Systemic interventions needed in cognitive ageing research

By Olivia Haslam

- Last updated on GMT

Related tags Cognitive health Brain health Memory Cognitive function Cognition Brain

“What is good for the heart, is good for the brain,” according to noted cognitive health nutrition academic Professor Andrew Scholey.

There is a growing trend to look at more systemic interventions for cognitive ageing, the Professor of human psychopharmacology pointed out during the Active Nutrition Summit in Amsterdam last month. 

His expertise in understanding the mechanisms of cognitive impairment, enhancement, and neuroprotection, led him to discuss the pitfalls in treating cognitive health. 

“Using a pharmaceutical approach to cognitive ageing has failed spectacularly,” Scholey explained. 

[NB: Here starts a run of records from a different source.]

PR #71, opened 2024-01-12
feat: custom error

AdeosunDeji:


AdeosunDeji (commented):
I opened with sleepapi.code-workspace. Vs code says i'm writing with LF. I hope i haven't pushed something wrong this time. Awaiting your feedback

SleepAPI (changes requested):
Unfortunately the PR still includes a lot of files with CRLF reformatting.
You can see the "Files changed" as [138 different files](https://github.com/SleepAPI/SleepAPI/pull/71/files) on the PR, but you're just trying to change like 9 files. 

Alright, but here's for the good news! It looks like for the new files that you changed (the error type files) you are now indeed using LF formatting correctly. So the workspace works! I guess you just have to re-save the files you previously reformatted to CRLF so they can be formatted back to LF.

You can see which files you reformatted on the [Files changed](https://github.com/SleepAPI/SleepAPI/pull/71/files) section on the PR. Any file that is changed that is not an error file only seems to have formatting changes.

SleepAPI (changes requested):
You're almost there! 

A few files left under backend that need to be reformatted back to LF:
- .eslintrc.cjs
- .prettierignore
- .prettierrc.json
- package-lock.json

I also understand why you didn't reformat these back. The reason is that the workspace file by default hides these from showing up, as they're mostly uninteresting for development. Now that you're using the workspace these don't show up anymore.

In the workspace file you'll find:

“The idea that you can mess around with single neurotransmitters in the brain and not have several consequences is not a good strategy from the off."

Yet, he added that “there’s a growing consensus that how to approach cognitive enhancement and to ameliorate against cognitive decline, is to look at more systemic interventions".

Several cardiometabolic processes​ which we know to be involved in cognitive ageing could offer realistic targets for nutrition and nutrients.”

Reliable biomarkers needed

Formal ways to measure cognitive functions such as attention, working memory, and executive function, are imperative, noted Scholey, explaining that these measures provide insights into mental processes and mood, in turn contributing to a better understanding of cognitive health in day-to-day contexts.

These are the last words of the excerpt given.